Our first cargo of mica sands was unloaded in Baltimore, Maryland and I
headed straight for a shore ‘phone to ring the British Consulate in Washington.
I explained that I was a workaway and if I wasn’t repatriated to the UK, then the
crew would go on strike because I wasn’t a union member. I indignantly
maintained that I was being detained against my will!
The consulate official was diplomatically patient with my description of my
personal shipping disaster and then explained the implications of the “Articles”
that I had signed. I had signed on for two years, had been paid full wages
been automically enrolled in the seamens’ union. That, to me, was the true
meaning of being sunk.
Nevertheless, by the time we had unloaded our last cargo in Mobile, Alabama,
our crew were informed of our impending rotation back to the UK.

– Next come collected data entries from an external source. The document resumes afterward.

PR #2012, opened 2015-02-05
Eng 7612 ee crash message to log

jxchinaren:


src/ee/expressions/functionexpression.cpp
```diff
@@ -35,6 +35,15 @@ template<> inline NValue NValue::callUnary<FUNC_VOLT_SQL_ERROR>() const {
         const int32_t valueLength = getObjectLength_withoutNull();
         const char *valueChars = reinterpret_cast<char*>(getObjectValue_withoutNull());
         std::string valueStr(valueChars, valueLength);
+
+#if defined(DEBUG) || defined(_DEBUG) || defined(_DEBUG_)
+        if (valueStr == "crash_me") {
```
wolffcm: Can you do a comparison of an std::string to a const char* literal like this?  I have the feeling if this compiles that it always returns false?  

(Actually I just verified that the C++ library includes operator overloads to make this work right, so I just learned something.)

src/ee/expressions/functionexpression.cpp
```diff
@@ -35,6 +35,15 @@ template<> inline NValue NValue::callUnary<FUNC_VOLT_SQL_ERROR>() const {
         const int32_t valueLength = getObjectLength_withoutNull();
         const char *valueChars = reinterpret_cast<char*>(getObjectValue_withoutNull());
         std::string valueStr(valueChars, valueLength);
+
+#if defined(DEBUG) || defined(_DEBUG) || defined(_DEBUG_)
```
wolffcm: There is also the more standard `#ifndef NDEBUG` for this kind of thing.  (This is what the C library's `assert` uses.)  In a couple of places we use that too.  I'm not sure which one is better.

src/ee/expressions/functionexpression.cpp
```diff
@@ -35,6 +35,15 @@ template<> inline NValue NValue::callUnary<FUNC_VOLT_SQL_ERROR>() const {
...
+        if (valueStr == "crash_me") {
+            // generate a segmentation fault on purpose
+            int *ptr = NULL;
+            *ptr = 1; // EXC_BAD_ACCESS
```
wolffcm: I think writing to a null pointer is undefined behavior.  This likely does what you want, but may not be portable, or may not do what you want for -O3, or when the compiler is upgraded.  The most portable way is probably to call the C function `raise(SIGSEGV)`.

I'm probably being pedantic; feel free to ignore.

wolffcm:
Looks good to me.

paulmartel:
Rebasing branch with changes re:wolffcm's comments.

PR #2014, opened 2015-02-06
ENG-7389 Force white space after sqlcmd FILE and RECALL commands to redu...

paulmartel:
...ce false positives.


wolffcm:
Looks good.  I guess we had "recall" as well as a "file" problem.

Let's not forget to add tests for this kind of stuff when the testing framework is online.  It might be good to collect all the test cases we'll need to add into a ticket, if we haven't already.

PR #3280, opened 2016-02-15
ENG-9299 ddl compiler and planner support geography columns indexed f…

paulmartel:
…or CONTAINS

### DIFF
--- a/src/frontend/org/voltdb/planner/SubPlanAssembler.java
+++ b/src/frontend/org/voltdb/planner/SubPlanAssembler.java
@@ -26,6 +26,7 @@ import java.util.Set;
 
 import org.json_voltpatches.JSONException;
 import org.voltdb.VoltType;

Unfortunately we were also involved in the biggest British seamens’ strike in
recent history and the company had arranged a multi-airline exit designed to
deceive the union bosses in London. The union had dictated that any British
ship rotating crews during the worldwide strike would be blacklisted when
returning to home waters. I have never boarded so many different aircraft in
48 hours and I was petrified they would route us through a Botswana Airlines
DC3. We passed our incoming crew at O’Hare in Chicago and they looked
decidedly wild eyed. Eventually we arrived at Heathrow where a smiling West
Indian born immigration man surveyed my passport, questioned my entry and
asked me why I didn’t have a suntan. It seemed that everyone wanted to be a
commedian.
This is a two-part story about my maritime career on another ship but it is even
more embarrassing than this one. Some people say that if you were never
young, you were never stupid. However, good luck still favours the stupid.